早速コートから出ようとそっちを見た僕の眼が固まる。

 噂の張本人を前にして。

 

 

 

「掃除やってて遅れました」

 それだけじゃないだろ〜という周りの声も気にしない、相変わらずのマイペース。

 ああ、終わっちゃったんだ………。

 面白そうだと思ったのに。

 残念。

 

 くやしいからといって手塚を睨んでも効果ないし、抜け出していたくせにちゃっかり輪の中に戻ってる英二の元にしのびよる。

「英二」

「ひゃ!?不二?」

 背後からスルリと首に腕をまわすと驚いた感覚が伝わってきた。

 割合僕らにはよくある程度のスキンシップだけれど、僕からはやや珍しいからか、目の前にいた越前が訝しげな目を向けている。

「よくも僕を囮にしたね?ズルイよ僕も見たかったのに」

 近くにいる越前以外には、いつものじゃれ合いと映っているらしく気に留めている者はいない。
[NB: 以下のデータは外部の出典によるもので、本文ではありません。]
PR #3280, opened 2022-01-25
Fix binary classification pipeline thresholding

### LINKED ISSUE #3086: Optimize_threshold not working as expected
Repro (in test file):
```python
def test_find_confusion_matrix_pipeline_threshold_tester(
    logistic_regression_binary_pipeline_class, X_y_binary
):
    bcp = logistic_regression_binary_pipeline_class({})
    X, y = X_y_binary
    y = pd.Series(y)
    bcp.fit(X, y)
    preds = bcp.predict_proba(X).iloc[:, 1]
    bcp.optimize_threshold(X, y, preds, AccuracyBinary())
    print(bcp.threshold)
    print(bcp.score(X, y, [AccuracyBinary()]))
    bcp.threshold = 0.5
    print(bcp.score(X, y, [AccuracyBinary()]))
```
Note that here, the accuracy is higher when we use a threshold of 0.5 versus the threshold we optimized with. A summary of this finding can be seen [here](https://github.com/alteryx/evalml/pull/3080). 

We see that our optimize threshold method isn't able to find this better threshold, which we can note as a performance bug. We expect that we should be able to find the 0.5 threshold as the optimal, but currently do not. This issue tracks resolving this performance discrepancy and fixing our `optimize_threshold` method.

bchen1116:
fix #3086 

Perf tests here
[report_threshold.html.zip](https://github.com/alteryx/evalml/files/7952032/report_threshold.html.zip)

Tests for two other methods here:
[report_threshold_binexp.html.zip](https://github.com/alteryx/evalml/files/7961737/report_threshold_binexp.html.zip)
[report_threshold_randexp.html.zip](https://github.com/alteryx/evalml/files/7961738/report_threshold_randexp.html.zip)

Current defaults are faster, so we will continue with that.

Writeup under name "Global Binary Pipeline Thresholding Perf Tests"


docs/source/demos/lead_scoring.ipynb
```diff
@@ -41,7 +41,7 @@
    "outputs": [],
    "source": [
     "lead_scoring_objective = LeadScoring(\n",
-    "    true_positives=100,\n",
+    "    true_positives=50,\n",
```
bchen1116, line 44: Change needed to get the assert to pass in this file. Likely due to the new thresholding method

evalml/objectives/binary_classification_objective.py
```diff
@@ -50,16 +50,14 @@ def optimize_threshold(self, ypred_proba, y_true, X=None):
...
-                ypred_proba=ypred_proba, threshold=threshold, X=X
+                ypred_proba=ypred_proba, threshold=threshold[0], X=X
             )
             cost = self.objective_function(y_true, y_predicted, X=X)
             return -cost if self.greater_is_better else cost
 
-        optimal = minimize_scalar(
-            cost, bracket=(0, 1), method="Golden", options={"maxiter": 250}
-        )
+        optimal = differential_evolution(cost, bounds=[(0, 1)], seed=0)
```
bchen1116, line 58: this method is a global minimum optimizer, whereas `minimize_scalar` was a local minimizer. This will take a little longer, but should allow us to avoid most issues where the optimized threshold doesn't align with our expectations

docs-requirements.txt
```diff
@@ -1,5 +1,5 @@
 docutils>=0.15.2,<0.17
-pydata-sphinx-theme>=0.3.1
+pydata-sphinx-theme>=0.7.2
```
bchen1116, line 2: Required to fix this issue: 
https://github.com/numpy/numpy/issues/20690

Otherwise doc-builds continued to fail

evalml/objectives/binary_classification_objective.py
jeremyliweishih, line 58: might be interesting to play with some of the parameters to see if we can get the same performance but quicker. Def not blocking though!

jeremyliweishih (approved):
Looks great to me!

docs/source/release_notes.rst
```diff
@@ -6,10 +6,12 @@
         * Updated ``DefaultAlgorithm`` to also limit estimator usage for long-running multiclass problems :pr:`3099`
         * Added ``make_pipeline_from_data_check_output()`` utility method :pr:`3277`
     * Fixes
+        * Updated the binary classification pipeline's ``optimize_thresholds`` method to use Nelder-Mead :pr:`3280`
     * Changes
         * Removed ``DateTimeNaNDataCheck`` and ``NaturalLanguageNaNDataCheck`` in favor of ``NullDataCheck`` :pr:`3260`
     * Documentation Changes
         * Update documentation and docstring for `validate_holdout_datasets` for time series problems :pr:`3278`
+        * Updated version of ``pydata-sphinx-theme`` :pr:`3280`
```
freddyaboulton, line 14: Did this actually happen in this PR?

evalml/objectives/binary_classification_objective.py
bchen1116: From my impression, the default values should perform fairly similar in speed to the other optimization methods available to this. I can try running a few other perf tests to double check though!

docs/source/demos/lead_scoring.ipynb
freddyaboulton: I'm confused by this. If this method finds the global max, and the other found a local max, shouldn't this method give the same score or higher with the same parameters?

freddyaboulton (commented):
@bchen1116 I'm confused as to why we need to change the parameters in the lead scoring doc. Doesn't that mean this method found a threshold that's less optimas than the previous method?

docs/source/release_notes.rst
bchen1116: Ah, an old attempt at a fix!

bchen1116:
@freddyaboulton, took me a while to track down why the scores changed.
First, the thresholding data was optimized on a subset of the training data, while the holdout data is used to score. This can lead to deviations in holdout data performance. Along with that, here are two screenshots of the thresholding parameter and associated objective score:

Threhsolding param and Lead scoring value [This branch] (I lightly highlighted the threshold and score of the AUC/F1 oriented run):
image

Thresholding param and F1 value [This branch]:
image


Thresholding param and Lead scoring  [Main branch]:
image

I've highlighted the optimal objectives here for the optimal thresholds on this new branch. Using the current parameters, the F1 score is highest at a threshold of ~0.44, while the lead scoring is highest at a threshold of ~0.40. Because of this slight deviation, we see a drop in the actual lead scoring value on the holdout data, which is why I needed to change the lead scoring objective parameters.

We see that on the main branch, we don't even search for objective scores when the threshold is below 0.42. This would explain why we see such a difference, since the local optimization method on main doesn't search as thoroughly as the global method here. While it does find a local minima, we don't find as optimal of a minima as with this new branch. Although this leads to a lower holdout score on this new branch, that is likely due to the way we structured the Lead scoring objective cost function itself. 

I believe it's fine to move forward with this PR

freddyaboulton:
Thanks for the explanation @bchen1116 !

freddyaboulton (approved):

chukarsten (approved):
LGTM!

PR #3285, opened 2022-01-26
Fix feature importance for time series baseline

### LINKED ISSUE #3282: Baseline time series regression pipeline doesn't show target delay feature
When running AutoMLSearch with the Time Series Regression problem type, the feature importance dataframe for the baseline pipeline only shows the time index column with a feature importance of `0.0`. 

image

As an evalML user, it'd be nice to also see the target delay feature with its feature importance of 1.0, since it's useful for comparing between pipelines.

### LINKED ISSUE #3284: Time Series documentation shows negative percent better than baseline
image

The issue is that in #3205 , we changed the default objective for time series to MedianAE so we're computing percent better than baseline for R2 scores as if they were MedianAE scores.

freddyaboulton:
### Pull Request Description

Fixes #3284 , Fixes #3282

-----

### DIFF
--- a/docs/source/user_guide/timeseries.ipynb
+++ b/docs/source/user_guide/timeseries.ipynb
@@ -217,7 +217,7 @@
     "\n",
     "pl.fit(X_train, y_train)\n",
     "\n",
-    "best_pipeline_score = pl.score(X_test, y_test, ['R2'], X_train, y_train)['R2']"
+    "best_pipeline_score = pl.score(X_test, y_test, ['MedianAE'], X_train, y_train)['MedianAE']"
    ]
   },
   {
@@ -237,7 +237,7 @@
    "source": [
     "baseline = automl.get_pipeline(0)\n",
     "baseline.fit(X_train, y_train)\n",
-    "naive_baseline_score = baseline.score(X_test, y_test, ['R2'], X_train, y_train)['R2']"
+    "naive_baseline_score = baseline.score(X_test, y_test, ['MedianAE'], X_train, y_train)['MedianAE']"
    ]
   },
   {
@@ -253,7 +253,7 @@
    "cell_type": "markdown",
    "metadata": {},
    "source": [
-    "The pipeline found by AutoMLSearch has a 268% improvement over the naive forecast!"
+    "The pipeline found by AutoMLSearch has a 31% improvement over the naive forecast!"
    ]
   },
   {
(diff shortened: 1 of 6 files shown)


evalml/pipelines/components/estimators/regressors/time_series_baseline_estimator.py
```diff
@@ -91,6 +95,8 @@ def predict(self, X):
                 "Time Series Baseline Estimator is meant to be used in a pipeline with "
                 "a Time Series Featurizer"
             )
+        self._num_features = X.shape[1]
```
freddyaboulton, line 98: We typically don't set fields like this in `predict` but since the `feature_name` is not used until predict, it seemed better to keep this logic together.

docs/source/user_guide/timeseries.ipynb
```diff
@@ -253,7 +253,7 @@
    "cell_type": "markdown",
    "metadata": {},
    "source": [
-    "The pipeline found by AutoMLSearch has a 268% improvement over the naive forecast!"
+    "The pipeline found by AutoMLSearch has a 31% improvement over the naive forecast!"
```
bchen1116, line 256: Personally, I'm hesitant on putting numeric values for these since if we change/add components or change the way things are calculated, these numbers will likely change. Not blocking, but something to keep in mind!

bchen1116 (approved):
LGTM! Left one comment but nothing blocking.

tamargrey:
Ran this branch with my time series demo, and I'm seeing these feature importances for the baseline
image
Should `target_rolling_mean` be there? And if so, how does it have 0 importance when, in the other pipelines, it's one of the most important features?

ParthivNaresh:
> Ran this branch with my time series demo, and I'm seeing these feature importances for the baseline image Should `target_rolling_mean` be there? And if so, how does it have 0 importance when, in the other pipelines, it's one of the most important features?

We [include](https://github.com/alteryx/evalml/blob/main/evalml/pipelines/components/transformers/preprocessing/time_series_featurizer.py#L200) the `target_rolling_mean` from the `TimeSeriesFeaturizer` if it's numeric.

Also with the baseline pipeline, predictions are based entirely off of the delayed feature, so we'd have to set that to 1 I believe.

ParthivNaresh (approved):
Looks solid!

tamargrey:
> We [include](https://github.com/alteryx/evalml/blob/main/evalml/pipelines/components/transformers/preprocessing/time_series_featurizer.py#L200) the `target_rolling_mean` from the `TimeSeriesFeaturizer` if the target is numeric.
> 
> Also with the baseline pipeline, predictions are based entirely off of the delayed feature, so we'd have to set that to 1 I believe.

So If I'm understanding correctly: The target_rolling_mean feature shows up in the baseline pipeline importances because its added via the TimeSeriesFetureizer even though it's not actually included in the model and should always have zero importance?

freddyaboulton:
@tamargrey Exactly. The estimator technically "sees" the rolling mean feature, but it doesn't use it, so it gets an importance of 0.

PR #3260, opened 2022-01-19
Removes ``DateTimeNaNDataCheck`` and ``NaturalLanguageNaNDataCheck``

angela97lin:
Closes #3242. Currently pointing to my branch right now but will wait to merge into main after #3182 is merged!

PR #3288, opened 2022-01-27
Add more granularity to `DateTimeFormatDataCheck`

### LINKED ISSUE #3258: Improvements to DateTimeFormatDataCheck
As a user of evalml, I wish the date time format data check would raise errors for the following cases:

- Verify that primary datetime feature has only one row per datetime
- Verify that primary datetime feature has no dates missing between start and end date

eccabay:
Closes #3258


evalml/data_checks/datetime_format_data_check.py
```diff
@@ -118,21 +151,52 @@ def validate(self, X, y):
...
+            frequencies = []
+            missing = []
+            for i in range(len(datetime_values) - 2):
+                freq = pd.infer_freq(datetime_values[i : i + 3])
+                if freq is None and i not in missing:
+                    missing.append(i + 1)
+                frequencies.append(freq)
+
+            # Check for only one row per datetime
+            if len(np.unique(datetime_values)) < len(datetime_values):
```
freddyaboulton, line 170: Since more these two errors can apply to the same data, might make sense to return all that apply as opposed to one or the other?

evalml/data_checks/datetime_format_data_check.py
```diff
@@ -118,21 +151,52 @@ def validate(self, X, y):
...
-                    data_check_name=self.name,
-                    message_code=DataCheckMessageCode.DATETIME_HAS_UNEVEN_INTERVALS,
-                ).to_dict()
-            )
-
-        if not (pd.DatetimeIndex(datetime_values).is_monotonic_increasing):
+            frequencies = []
+            missing = []
+            for i in range(len(datetime_values) - 2):
+                freq = pd.infer_freq(datetime_values[i : i + 3])
```
freddyaboulton, line 164: The missing dates part is really tricky. I like this but I saw that it couldn't catch this one case:

Screen Shot 2022-01-27 at 4 59 34 PM

If we change line 180 to read `len(set(frequencies)) == 2`, then it does catch this case as having missing dates.

Screen Shot 2022-01-27 at 5 01 46 PM

Would this algorithm work?

```
missing_dates = datetime_values.diff(1).isna().nunique() > 1
```

If there are no missing dates, the first order differences should be constant.

evalml/data_checks/datetime_format_data_check.py
```diff
@@ -118,21 +151,52 @@ def validate(self, X, y):
...
+                if freq is None and i not in missing:
+                    missing.append(i + 1)
```
freddyaboulton, line 166: @fjlanasa Do we need to return the missing indices? It could make the response very big since there could potentially be many missing dates.

freddyaboulton (commented):
Looks good @eccabay. Left some suggestions for minor tweaks.

evalml/data_checks/datetime_format_data_check.py
freddyaboulton: Now that I think about it, we can also use `datetime_values.diff(1)` to determine if there are any duplicate dates. 

```
duplicate_dates = (datetime_values.diff(1) == pd.Timedelta(0)).any()
```

And we should probably filter out the rows equal to Timedelta(0) prior to computing the uniques.

evalml/data_checks/datetime_format_data_check.py
fjlanasa: I think we can do without

evalml/data_checks/datetime_format_data_check.py
eccabay: @freddyaboulton the case you highlighted is an interesting one, and plays into my uncertainty about where the line of "missing dates" vs "uneven interval" is. IMO, it makes sense for your example to have uneven intervals rather than missing dates, since there is that segment in the middle where there is a noticeable two day interval. 

Of course, I can see an argument for the other way, so I'm curious to hear what you think!

eccabay: Just discussed this with @dsherry during office hours. Looks like the best way forward may be to raise both errors in this case, instead of just one or the other. I'll update this PR to reflect that shortly!

ParthivNaresh: @eccabay That's a good point, I would say that:

- if more than one frequency (aside from None) is identified in the dates column, then it would be uneven interval
- if one frequency (aside from None) is identified, and then None has also been identified **once**, then it would indicate missing dates
- if one frequency (aside from None) is identified, and then None has also been identified **more than once non-consecutively**, then it would indicate uneven interval.

But I think raising both errors might be the more straightforward path as you said!

freddyaboulton (approved):
@eccabay Thank you for making the changes! This looks great.

I apologize for the scope creep but I think we should check if the column has any NaNs in DateTimeFormatDataCheck. We can't allow users to build time series models if the time index column has NaNs. This was previously handled by `DateTimeNaNDataCheck` but we deleted it in #3260, (which was the right call for non-timeseries uses but we still need the check for time series).

evalml/data_checks/datetime_format_data_check.py
```diff
@@ -118,21 +179,66 @@ def validate(self, X, y):
...
+        )
+
+        is_increasing = pd.DatetimeIndex(datetime_values).is_monotonic_increasing
+
+        nan_columns = datetime_values.isna().any()
+        if nan_columns:
             messages.append(
                 DataCheckError(
-                    message=f"No frequency could be detected in {col_name}, possibly due to uneven intervals.",
+                    message=f"Input datetime column ({col_name}) contains NaN values. Please impute NaN values or drop these rows.",
```
freddyaboulton, line 192: 👍

evalml/data_checks/datetime_format_data_check.py
```diff
@@ -118,21 +179,66 @@ def validate(self, X, y):
...
+
+        if not inferred_freq:
 
-        if not (pd.DatetimeIndex(datetime_values).is_monotonic_increasing):
+            # Check for only one row per datetime
+            duplicate_dates = pd.Series(datetime_values).diff(1) == pd.Timedelta(0)
+            if duplicate_dates.any():
+                messages.append(
+                    DataCheckError(
+                        message=f"{col_name} has more than one row with the same datetime value.",
```
chukarsten, line 207: I think the only thing these messages need is maybe a bit more clarity like "Column '{col_name}' has...".  I think, without the single quotes, it's not entirely clear that it's a column name and not some var.

evalml/data_checks/datetime_format_data_check.py
```diff
@@ -118,21 +179,66 @@ def validate(self, X, y):
...
+                        data_check_name=self.name,
+                        message_code=DataCheckMessageCode.DATETIME_HAS_REDUNDANT_ROW,
+                    ).to_dict()
+                )
+                # drop any duplicates before continuing
+                datetime_values = datetime_values[~duplicate_dates]
+
+            frequencies = []
+            for i in range(len(datetime_values) - 2):
+                freq = pd.infer_freq(datetime_values[i : i + 3])
```
chukarsten, line 217: hypernit: I think 3 should be assigned to some variable `interval_size` or something with the previous line referencing that `interval_size`, e.g. `- (interval_size-1)`

Curious, though, why not go with the `num_disruptions = len(set(datetime_values.diff(1)))`?  I'll have to check your testing, but I'm not sure how "fuzzy" the frequency inference is, either, like if the given datetimes are separated by basically a day but with a few seconds difference.

evalml/data_checks/datetime_format_data_check.py
```diff
@@ -118,21 +179,66 @@ def validate(self, X, y):
...
+                frequencies.append(freq)
+            num_disruptions = len(set(frequencies))
+
+            # Check for no date missing in ordered dates
+            if num_disruptions > 1 and is_increasing:
```
chukarsten, line 222: What does `is_increasing` give us here?  It would seem this DataCheckError should be generated whether the dataset is ordered properly or not.

evalml/data_checks/datetime_format_data_check.py
```diff
@@ -118,21 +179,66 @@ def validate(self, X, y):
...
+                        data_check_name=self.name,
+                        message_code=DataCheckMessageCode.DATETIME_IS_MISSING_VALUES,
+                    ).to_dict()
+                )
+
+            # Give a generic uneven interval error if two or more frequencies are detected
+            if num_disruptions > 2 or (num_disruptions > 0 and not is_increasing):
+                messages.append(
+                    DataCheckError(
+                        message=f"No frequency could be detected in {col_name}, possibly due to uneven intervals.",
```
chukarsten, line 235: If we're going for more information, maybe it might be worth it give the user a place to look.  I know when I was looking at the bike share data, it was irritating having to go through and ID the little "steps" that were occuring over the weekends.  We could also file a follow on issue if you think it's worth doing and worth doing later.

evalml/tests/data_checks_tests/test_datetime_format_data_check.py
```diff
@@ -12,11 +13,18 @@
 
 @pytest.mark.parametrize("input_type", ["pd", "ww"])
 @pytest.mark.parametrize(
-    "uneven,type_errors", [(True, False), (False, True), (False, False)]
+    "redundant,missing,uneven,type_errors",
```
chukarsten, line 16: Any reason to not just parametrize over each individually?  I think it makes the failures look a little more obvious.

evalml/tests/data_checks_tests/test_datetime_format_data_check.py
```diff
@@ -25,11 +33,21 @@ def test_datetime_format_data_check_typeerror_uneven_intervals(
...
         dates = pd.date_range("2021-01-01", periods=30)
 
-    if uneven:
+    if missing:
         # Skips 2021-01-30 and appends 2021-01-31, skipping a date and triggering the error
         dates = pd.date_range("2021-01-01", periods=29).append(
             pd.date_range("2021-01-31", periods=1)
         )
+    if uneven:
+        dates = pd.DatetimeIndex(
```
chukarsten, line 42: Do we know what will happen if there is a non-standard frequency?  Like a 3-day frequency or a 30 minute frequency?

chukarsten (changes requested):
Thanks for getting this out there Becca!  I think the only things I'll block on are the single quotes around the column name and perhaps the testing of additional intervals/non-standard periods.

evalml/data_checks/datetime_format_data_check.py
```diff
@@ -118,21 +179,66 @@ def validate(self, X, y):
...
                 ).to_dict()
             )
+            # NaN values are a more significant error than missing values and will break the data check logic, so we return here
+            return messages
+
+        if not inferred_freq:
 
-        if not (pd.DatetimeIndex(datetime_values).is_monotonic_increasing):
+            # Check for only one row per datetime
+            duplicate_dates = pd.Series(datetime_values).diff(1) == pd.Timedelta(0)
```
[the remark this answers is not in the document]
eccabay: Yep, I think that's a fair assumption. The data being ordered is a more pressing issue than missing values, and should take priority over this check.

evalml/data_checks/datetime_format_data_check.py
eccabay: I like these suggestions! This method of checking for disruptions stems from before I knew about the `diff` function, so I'll update this if it work.

eccabay: After much experimentation, it seems like `num_disruptions = len(set(datetime_values.diff(1)))` changes the distinction between missing vs uneven errors in a way we probably don't want. I'm going to add the `interval_size`, but leave out the other change, at least for now.

evalml/data_checks/datetime_format_data_check.py
eccabay: This error is specifically for missing values. Without the `is_increasing` check, anything that's out of order will say there are values missing (even if the dates are only scrambled but otherwise ok), which wouldn't be accurate.

evalml/data_checks/datetime_format_data_check.py
eccabay: The way the logic works out right now, this error will never be the only one raised by this data check - either the `missing_values` or `is_monotonic` check will be there as well. Ideally, these will give more useful information while the uneven error gives the indication that something's significantly wrong with the datetime values. I'm happy to update that in a later issue though.

evalml/tests/data_checks_tests/test_datetime_format_data_check.py
eccabay: It seems to work the same way, but I added another test to be sure!

chukarsten (approved):
Love it!  Thank you so much for the changes!

ParthivNaresh (approved):
Excellent work with this and thank you for incorporating all the changes!

PR #3289, opened 2022-01-27
Automated Latest Dependency Updates

machineFL:
This is an auto-generated PR with **latest** dependency updates.

PR #3290, opened 2022-01-28
Upgrade to WW version 0.12.0

jeremyliweishih:
Fixes docstring failing for WW version 0.12.0 brought up in #3289. Sneaking in a vowpalwabbit cap and some other dependency changes to unblock CI.

To recap:

1. We first upgraded woodwork and fixed the docstring failure
2. However, shap tests were breaking on [min-deps tests ](https://github.com/alteryx/evalml/runs/4985911311?check_suite_focus=true) which could be related to [this](https://github.com/slundberg/shap/issues/1895) and [this](https://github.com/slundberg/shap/pull/1802). So we bumped up the SHAP version.
3. vowpalwabbit also released during this period of time and [broke our windows tests](https://github.com/alteryx/evalml/runs/4986435992?check_suite_focus=true). To fix this we capped VPW for now
4. Lastly added the lastest dask release to `latest_dependency_versions.txt` as dask released as well.
5. However, [VPW wheel got picked up on PyPI](https://github.com/alteryx/evalml/runs/4986677302?check_suite_focus=true) so reverting the cap.


evalml/data_checks/outliers_data_check.py
```diff
@@ -140,7 +140,7 @@ def get_boxplot_data(data_):
             ...                "median": -3.0,
             ...                "q3": -2.0,
             ...                "low_bound": -7.0,
```
jeremyliweishih, line 142: @tamargrey with the changes should this low bound be `-4.0` instead of `-7.0`?

freddyaboulton: It should be the minimum if low bound is less than the minimum but since the min is -1201 I think it's expected for the low bound to stay at -7?

tamargrey: that's correct, thank's Freddy!

tamargrey (approved):
lgtm!

PR #3297, opened 2022-02-01
Add easier way to determine whether data splitter is CV

### LINKED ISSUE #3098: Easy way to determine whether or not a data splitter counts as a CV splitter
**Background**
We support [the following data splitters](https://github.com/alteryx/evalml/tree/main/evalml/preprocessing/data_splitters): training-validation, rolling origin in-order time series CV, no-split, and all sklearn splitters inheriting from sklearn's `BaseCrossValidator`. The confusing thing is, `BaseCrossValidator` defines a `split` method and `n_splits` attribute, but the way we've set up our inheritance, the subclasses of it which we define could have `n_splits=1` and therefore not be a CV splitting method. Example of that is our training-validation split.

**Proposed feature**
As a dev working with evalml I'd like to quickly know whether my data splitter counts as CV or not, so that I can inform my users about what data splitting method automl selected for me.

Something like this would do it at the API level:
```python
automl = AutoMLSearch(...)
data_splitter = automl.data_splitter
# option one: helper method
print(evalml.preprocessing.is_splitter_cv(data_splitter))
# option two: attribute. could be a class property
print(data_splitter.is_cv)
```

**Workaround**
A workaround is to simply check whether or not `mean_cv_score` was populated in the rankings list. If its not populated, automl didn't consider the split method to be a CV method. This works but is too indirect.

**Impl Notes**
Let's think through what structure would make the most sense here. We could update the inheritance structure and have two base classes. But will that work well for current and future time series splitters we'd like to define?

bchen1116:
fix #3098

### DIFF
--- a/evalml/automl/utils.py
+++ b/evalml/automl/utils.py
@@ -2,7 +2,6 @@
 from collections import namedtuple
 
 import pandas as pd
-from sklearn.model_selection import KFold, StratifiedKFold
 
 from evalml.objectives import get_objective
 from evalml.pipelines import (
@@ -14,6 +13,8 @@ from evalml.pipelines import (
     TimeSeriesRegressionPipeline,
 )
 from evalml.preprocessing.data_splitters import (
+    KFold,
+    StratifiedKFold,
     TimeSeriesSplit,
     TrainingValidationSplit,
 )
@@ -97,16 +98,11 @@ def make_data_splitter(
             test_size=_LARGE_DATA_PERCENT_VALIDATION, shuffle=shuffle
         )
     if problem_type == ProblemTypes.REGRESSION:
-        kfold = KFold(n_splits=n_splits, random_state=random_seed, shuffle=shuffle)
-        # can set this to true directly since k-fold requires >1 splits
-        kfold.is_cv = True
-        return kfold
+        return KFold(n_splits=n_splits, random_state=random_seed, shuffle=shuffle)
     elif problem_type in [ProblemTypes.BINARY, ProblemTypes.MULTICLASS]:
-        skfold = StratifiedKFold(
+        return StratifiedKFold(
             n_splits=n_splits, random_state=random_seed, shuffle=shuffle
         )
-        skfold.is_cv = True
-        return skfold
 
 
 def tune_binary_threshold(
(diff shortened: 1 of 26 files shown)


evalml/automl/utils.py
```diff
@@ -97,11 +97,16 @@ def make_data_splitter(
             test_size=_LARGE_DATA_PERCENT_VALIDATION, shuffle=shuffle
         )
     if problem_type == ProblemTypes.REGRESSION:
-        return KFold(n_splits=n_splits, random_state=random_seed, shuffle=shuffle)
+        kfold = KFold(n_splits=n_splits, random_state=random_seed, shuffle=shuffle)
+        # can set this to true directly since k-fold requires >1 splits
+        kfold.is_cv = True
```
chukarsten, line 102: This is kind of worrisome.  The KFold class is an sklearn object.  There's not really much reason for contributors or other devs to expect this attribute added to the standard sklearn object if they don't know about this code segment that modifies it.  Maybe we should consider a simple class wrapper with the same name the inherits from `KFold` and `StratifiedKFold` but defines the property as the other splitters do.  Curious what others think...

chukarsten (changes requested):
Thanks for tackling, Bryan.  I think we might need to rethink dynamically adding the attribute to the sklearn object, though.  Perhaps a subclass of KFold/StratifiedKFold?

chukarsten (approved):
Thanks so much @bchen1116 !! Good to go.

evalml/preprocessing/data_splitters/no_split.py
```diff
@@ -29,6 +29,15 @@ def get_n_splits():
         """
         return 0
 
+    @property
```
angela97lin, line 32: Omega nit-pick but can we make this abstract on `BaseCrossValidator` to so that we don't forget to implement it for any future classes we might add?

angela97lin (approved):
LGTM, left a comment about making is_cv abstract for our base class but not blocking

evalml/preprocessing/data_splitters/no_split.py
bchen1116: @angela97lin `BaseCrossValidator` is a class we take from sklearn. Not sure if we can add an abstract to this unless we create our own `BaseCrossValidator` class with this attribute?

 そう、体勢的にはいつものじゃれ合い。ただしそれにしてはちょっと力が篭っている。

「ズルイよ、エージ」

「いやオレも殆ど見れなかったし……って、ちょっ不二!絞まってるマジで絞まってるって――――!」

 後半、声になってない。

「ってことは少しは見れたんだ。ふーん、そっか」

「――――――っ!!」

 声が出なくて(ってことは息もできてないんだろうなぁ)暴れて抗議する英二だけど、残念、背後にいる僕を、引き剥がすのはもちろん殴るのも難しいだろうね。

 

「………不二先輩、それ以上やると本当にオチますよ」

 英二にとっての救いの声はちょっと意外な人物からだった。

 いや、まあ止めれる位置にいたのは彼くらいだったけどさ。

 

 するっと腕を解いて、彼の前に立った。

 後ろで聞こえるゲホゴホ噎せてる音をBGMにして、ニッコリ笑顔で問いかける。

「越前くん、勝ったんだよね?」

「当然っスよ」

 言葉と共に、ニヤッといつもの生意気そうな笑みを見て何となく満足した。

「そっか」

 僕も今度は自然に笑みが零れる。

 直接は見れなかったけど、まあいっかって気分になれた。

 

 

 

「オイ」

 ポンと肩に乗せられた手は未だケホケホと咳が収まりきれてない英二のもの。

「何?うるさいよ英二」

「誰の………せいだっ……て」

 喉をひゅーひゅー言わせながら(そんなに強く締めたっけ?)涙目で睨む英二の背中を笑って叩きながら、

「じゃあお互い収まりきらなかった分は6月ランキング戦でつける、ってことにしない?」

 これは久々の僕からの挑戦。

「八つ当たりのくせに」

 ジト目に、クスリと小さく笑って返した。

「嫌?」

「いんや、んでもオレらが当たるかはわかんないじゃん」

「まあ、そうなんだけどね………」

 

 

「手塚次第、だよね」

 

 にっこりと手塚に聞こえるように言って笑みも向ける。

 反応はないけれどしばらくその体勢を保つ。

 

 

 にこにこ

 

 

 と

 

 

「休憩は終わりだ!各自持ち場につけ!」

 

 

 

「………10分たってないじゃん」

「だよねぇ。じゃ英二、ランキング戦楽しみにしてるから」

 ぱっと向けた僕の笑みに、きっと本当に当たる事になるんだろうなぁと何やら複雑そうに英二はため息をついた。

 

 

「まだまだだね」

 小さく聞こえた呟きには、どういう意味か、まあ今回は追求しないでおいてあげよう。

 

 

 

 

 

 

 

 

 

 

 

 

以前「回収しない」とか言ってた気がするのですけどね。でも割と好評でしたので再録。

私の基本にも近いですし。

カップリングを考えないのならば私の不二は『手塚をからかう(プレッシャーをかける)のに生きがいを感じる越前のファン』ですから。菊丸は悪友、もしくは共犯者。よくも悪くも共犯者。